### Your instructions
Lines containing the word "investigate" are to be copied from the data below.

[Collected data entries]
--------

PR #3041, opened 2024-09-19
fix: Reference Aliases

Pentiva:
Currently stryker fails to mutate Stryker.Core as a recent change (#3033) required applying an alias to Stryker.Regex.Parser to avoid conflicts. When running stryker against itself (e.g https://dev.azure.com/stryker-mutator/Stryker/_build/results?buildId=19584&view=logs&j=6d77c950-6c97-5c0c-ab3e-a9679c1574a4&t=6be46d81-717b-5e63-da84-91412b35485c) the alias isn't respected and causes a compilation error. This is because Buildalyzer doesn't forward that information in any reasonable way that I can see. You can see on [this line](https://github.com/phmonte/Buildalyzer/blob/5c55d2cd7b17a6630275d3bb91ffb7a1465a430a/src/Buildalyzer/Compiler/Compiler.cs#L104) that only the reference is passed along to what will be `IAnalyzerResult.References` and that the aliases for `MetadataReferences` are not used.

My fix is very bad, but works. Feel free to discard this and implement a better solution. (The correct fix would probably be to create a pr for BuildAnalyser that exposes the aliases in some way)

I have also added code comments with links to the `/reference` command line switch information I found in my search.

### DIFF
--- a/src/Stryker.Core/Stryker.Core/Initialisation/Buildalyzer/IAnalyzerResultExtensions.cs
+++ b/src/Stryker.Core/Stryker.Core/Initialisation/Buildalyzer/IAnalyzerResultExtensions.cs
@@ -104,18 +104,31 @@ public static class IAnalyzerResultExtensions
 
     public static IEnumerable<MetadataReference> LoadReferences(this IAnalyzerResult analyzerResult)
     {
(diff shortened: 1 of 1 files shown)


rouke-broersma:
Thanks for this, I was wondering why the pipeline was failing all of a sudden but had not had time to investigate!

I think for now the quickest win would be to change the alias configuration in Stryker, and then come up with the proper fix for this. #3042 

We should support this in that format and we can go from there.

Pentiva:
I didn't realize that it being an attribute vs a child element made a difference. That is definitely the better quick fix.

PR #3045, opened 2024-09-25
feat: Add --skip-version-check flag to disable automatic version checks

### LINKED ISSUE #3044: Allow skipping the version check
Today we use the stryker tool as part of our regular build flow. During this flow we would prefer to reduce or eliminate network touches during. On startup stryker reaches out to api.nuget.org (not configurable from what I see) to check for newer versions and print a message suggesting an update.

My preference would be to add support for a flag (--skip-version-check) to allow skipping this check flow completely as we already have access to things like Dependabot for suggesting version updates so there is less need for this kind of a check in automated flows.

mobratil:
## Description
This PR introduces a new `--skip-version-check` flag to allow users to bypass the automatic version check when running Stryker. This feature is useful in environments with restricted network access or when version updates are unnecessary.

## Changes
- Added `--skip-version-check` flag to the CLI.
- Updated unit tests
- Updated documentation to include details on the new flag.

Fixes #3044


docs/configuration.md
```diff
@@ -683,3 +683,12 @@ Command line: `--break-on-initial-test-failure`
 Config file: `break-on-initial-test-failure`
 
 Instruct Stryker to break execution when at least one test failed on initial test run.
+
+### `skip-version-check` &lt;`flag`&gt;
+
+Default: `false`  
+Command line: `--dev-mode`
```
jafletch, line 690: Should be --skip-version-check

src/Stryker.CLI/Stryker.CLI/CommandLineConfig/CommandLineConfigReader.cs
```diff
@@ -194,6 +194,7 @@ private void PrepareCliOptions(IStrykerInputs inputs)
             // Category: Misc
             AddCliInput(inputs.BreakOnInitialTestFailureInput, "break-on-initial-test-failure", null, optionType: CommandOptionType.NoValue, category: InputCategory.Misc);
             AddCliInput(inputs.DevModeInput, "dev-mode", null, optionType: CommandOptionType.NoValue, category: InputCategory.Misc);
+            AddCliInput(inputs.SkipVersionCheckInput, "skip-version-check", null, optionType: CommandOptionType.NoValue, category: InputCategory.Misc);
```
jafletch, line 197: There is actually a different concept in the code for a "CLI only" input. You can see this around line 22 in this same file. I understood that to be the method for adding inputs which were relevant for the CLI and not for stryker core. I would expect this new flag only to be a CLI input.

docs/configuration.md
mobratil: Fixed, thanks

src/Stryker.CLI/Stryker.CLI/CommandLineConfig/CommandLineConfigReader.cs
mobratil: @jafletch Please take a look now. Eventually, suggest how exactly this input should be implemented.
I still use AddCliInput method, however the input is no longer present in Core part.

I hade to use strong type `SkipVersionCheckInput` because when I tried to use AddCliOnlyInput it throws an exception during the startup because that flow expects options to be string. This one is actually NoValue command option type.

rouke-broersma:
Thanks, looks good! I made a couple modifications so the input is no longer neccesary.

Issue #44, opened 2022-09-30
Handle `pg_dump` / `pg_restore` workflow when TLE extensions are installed


jkatz:
Currently, a `pg_dump` file will not put out TLE artifacts in the correct install order. For example, if we have a TLE extensions called "tle_test", `pg_dump` will generate something like this:

```
CREATE EXTENSION pg_tle;
CREATE EXTESNION tle_test;

CREATE FUNCTION pgtle."tle_test.control()" ...
```

This will fail, as the "control file" is not available yet in the DB.

One option is to provide a `pg_tle_dump` wrapper script around `pg_dump` to put the TLE artifacts in the correct order.

formalLogicGirl:
In general, pg_dump creates extension objects before function/procedure objects, which is why we have this behavior.

I have a viable path for fixing this. I did a prototype implementation to confirm that adding an entry to pg_depend for the .control file in tleCreateExtension() makes pg_dump do the correct ordering, with the creation of the extension file after the function it depends on. pg_dump output from my implementation looks like the following, note that function test123.control will be created before extension test123.

` --
-- PostgreSQL database dump
---- Dumped from database version 14.6
-- Dumped by pg_dump version 14.6SET statement_timeout = 0;
SET lock_timeout = 0;
SET idle_in_transaction_session_timeout = 0;
SET client_encoding = 'UTF8';
SET standard_conforming_strings = on;
SELECT pg_catalog.set_config('search_path', '', false);
SET check_function_bodies = false;
SET xmloption = content;
SET client_min_messages = warning;
SET row_security = off;--
-- Name: pgtle; Type: SCHEMA; Schema: -; Owner: swmiller
--CREATE SCHEMA pgtle;
ALTER SCHEMA pgtle OWNER TO swmiller;--
-- Name: pg_tle; Type: EXTENSION; Schema: -; Owner: -
--CREATE EXTENSION IF NOT EXISTS pg_tle WITH SCHEMA pgtle;
--
-- Name: EXTENSION pg_tle; Type: COMMENT; Schema: -; Owner:
--COMMENT ON EXTENSION pg_tle IS 'Trusted Language Extensions for PostgreSQL';
--
-- Name: test123.control(); Type: FUNCTION; Schema: pgtle; Owner: swmiller
--
CREATE FUNCTION pgtle."test123.control"() RETURNS text
    LANGUAGE sql
    AS $_X$SELECT $_pgtle_i_$default_version = '1.1'
[...]

PR #151, opened 2022-12-08
Record dependency of a TLE on its control and sql functions

formalLogicGirl:
Issue #, if available:
#44 

Description of changes:

Record dependency of an extension installed by pg_tle on its control function and sql function, when the extension is created. This is in for pg_dump to correctly create the control and sql functions before creating the extension. Otherwise, the default order of object creation by pg_dump is to create functions after extensions, so that restoring from a dump will fail to create TLE-installed extensions.

### DIFF
--- a/src/tleextension.c
+++ b/src/tleextension.c
@@ -22,6 +22,7 @@
  */
 #include "postgres.h"
 
+#include <assert.h>
 #include <dirent.h>
 #include <limits.h>
 #include <sys/file.h>
@@ -52,6 +53,7 @@
 #include "catalog/pg_depend.h"
 #include "catalog/pg_extension.h"
 #include "catalog/pg_namespace.h"
+#include "catalog/pg_proc.h"
 #include "catalog/pg_type.h"
 #include "commands/alter.h"
 #include "commands/comment.h"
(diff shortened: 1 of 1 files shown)


jkatz:
@formalLogicGirl Can you add a test? I believe this would be through the TAP tests.

formalLogicGirl:
> @formalLogicGirl Can you add a test? I believe this would be through the TAP tests.

Yes. I'll add tap tests as a separate PR, after I get the full workflow of restoring from dump well tested. Don't want to hold up too much stuff into one. I'll have multiple PRs for this issue.

formalLogicGirl:
@jconway Is there a better way to get function OID? I'm using SPI. Something similar to SearchSysCache() thats exposed for extension code to call?

formalLogicGirl:
> @jconway Is there a better way to get function OID? I'm using SPI. Something similar to SearchSysCache() thats exposed for extension code to call?

will use LookupFuncName() and update this PR. Thanks.

formalLogicGirl:
As an alternative to SPI_execute to look up function oids, I tried the following

```
        char *qualifiedCtlNameStr = psprintf("%s.%s.control", PG_TLE_NSPNAME, extname);
        ctlFuncId = LookupFuncName(stringToQualifiedNameList(qualifiedCtlNameStr), 0, NULL, false /* missing_ok */);
```

However, that doesn't work because pgtle.extname.control is parsed as database name pgtle, schema name extname, function name control. Having . in the function name, which is not disallowed by postgres, causes ambiguity in parsing a schema-qualified name in the postgres functions used here.

jkatz (approved):

formalLogicGirl:
This fixes one of the ordering problems in pg_dump generated TOC. There are some more problems for the pg_dump/pg_restore workflow to work, and I'm continuing to investigate and work on them in #154 and get #152 to work. This PR contributes one part of #44

formalLogicGirl:
Closed by the following

https://github.com/aws/pg_tle/pull/151 - pg_dump working with pg_tle
https://github.com/aws/pg_tle/pull/155 - pg_restore working with pg_tle
https://github.com/aws/pg_tle/pull/157 - test
https://github.com/aws/pg_tle/pull/156 - doc update

PR #162, opened 2022-12-23
Changes for version 16 and above acl checks were refactored in the server. 

davecramer:
Issue #, if available:

Description of changes:

### DIFF
--- a/include/compatibility.h
+++ b/include/compatibility.h
@@ -172,4 +172,15 @@ _PU_HOOK;
 #endif
 #endif
 
+#if (PG_VERSION_NUM < 160000)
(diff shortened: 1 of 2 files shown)


jkatz:
@davecramer would it be possible to put this change in compatibility.h and use that to incorporate the updated function definition?

davecramer:
> @davecramer would it be possible to put this change in compatibility.h and use that to incorporate the updated function definition?

Of course. However there are already a number of places where we check for version numbers. I was copying the existing code. I could see using macros though.

jconway:
Agree with Jonathan. At one point I think all of the version dependencies were centralized in compatibility.h. IMHO, to the extent that has eroded over time, it should be fixed rather than continued.

davecramer:
fair enough

jkatz (approved):

PR #177, opened 2023-02-21
Feature split

jim-mlodgenski:
Description of changes: Split out some of the code for managing features that are common into its own file. 

### DIFF
--- a/include/feature.h
+++ b/include/feature.h
@@ -56,6 +56,6 @@ static const struct config_enum_entry feature_mode_options[] = {
 
 #define FEATURE_TABLE "feature_info"
 
-void feature_proc(List **proc_names, const char *featurename);
+List * feature_proc(const char *featurename);
 
 #endif							/* FEATURE_H */
--- a/include/feature.h
+++ b/include/feature.h
@@ -1,0 +1,61 @@
+/*
+ * Copyright Amazon.com, Inc. or its affiliates. All Rights Reserved.
+ *
+ * Licensed under the Apache License, Version 2.0 (the "License").
+ * You may not use this file except in compliance with the License.
+ * You may obtain a copy of the License at
+ *
+ *     http://www.apache.org/licenses/LICENSE-2.0
+ *
+ * Unless required by applicable law or agreed to in writing, software
+ * distributed under the License is distributed on an "AS IS" BASIS,
+ * WITHOUT WARRANTIES OR CONDITIONS OF ANY KIND, either express or implied.
+ * See the License for the specific language governing permissions and
+ * limitations under the License.
+ *
+ * feature.h
+ */
+
+#ifndef FEATURE_H
+#define FEATURE_H
+
+/*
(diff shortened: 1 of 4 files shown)


src/feature.c
```diff
@@ -0,0 +1,155 @@
...
+		query = psprintf("SELECT schema_name, proname FROM %s.%s WHERE feature OPERATOR(pg_catalog.=) $1::%s.pg_tle_features ORDER BY proname",
+			 quote_identifier(PG_TLE_NSPNAME), quote_identifier(FEATURE_TABLE), quote_identifier(PG_TLE_NSPNAME));
+		featargs[0] = CStringGetTextDatum(featurename);
+
+		ret = SPI_execute_with_args(query, 1, featargtypes, featargs, NULL, true, 0);
+
+
+		if (ret != SPI_OK_SELECT)
+			ereport(ERROR,
+					errmsg("Unable to query \"%s.feature_info\"", PG_TLE_NSPNAME));
```
jkatz, line 76:
```suggestion
					errmsg("Unable to query \"%s.%s\"", PG_TLE_NSPNAME, FEATURE_TABLE));
```

include/feature.h
```diff
@@ -0,0 +1,61 @@
...
+ * also attempt to provide some flexibility for use-cases that may be database specific.
+ *
+ */
+
+typedef enum enable_feature_mode
+{
+	FEATURE_ON,					/* Feature is enabled at the database level if
+								 * the entry exists */
+	FEATURE_OFF,				/* Feature is not enabled at the cluster level */
+	FEATURE_REQUIRE				/* Feature is enabled in all databases, errors
```
jkatz, line 46: minor comment: Should we prefix with `PGTLE_`? I don't think it's likely to conflict with anything in PG, but just in case...

I know we have this as `FEATURE_` currently, so OK either way.

jkatz (commented):
Generally looks good. This should make it trivial to add new features.

Left a few minor comments.

include/feature.h
jim-mlodgenski: Maybe, but we can do that as a separate PR

formalLogicGirl:
Looks good to me!

formalLogicGirl (approved):

include/feature.h
jkatz: 👍

src/feature.c
```diff
@@ -0,0 +1,155 @@
...
+		PG_RE_THROW();
+	}
+	PG_END_TRY();
+
+	return procs;
+}
+
+/*  Check for semi-colon to prevent SPI_exec from running multiple queries accidentally */
+static bool
+check_valid_name(char *val, const char *featurename)
```
jkatz, line 131: I noticed this change from `void` to `bool` -- the function either errors or returns, so unsure why we need to return a `bool`. It's `static` so not super vested either way, but I just noticed the change.

jkatz (approved):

--------

### Answer space
Thanks for this, I was wondering why the pipeline was failing all of a sudden but had not had time to investigate!
This fixes one of the ordering problems in pg_dump generated TOC. There are some more problems for the pg_dump/pg_restore workflow to work, and I'm continuing to investigate and work on them in #154 and get #152 to work. This PR contributes one part of #44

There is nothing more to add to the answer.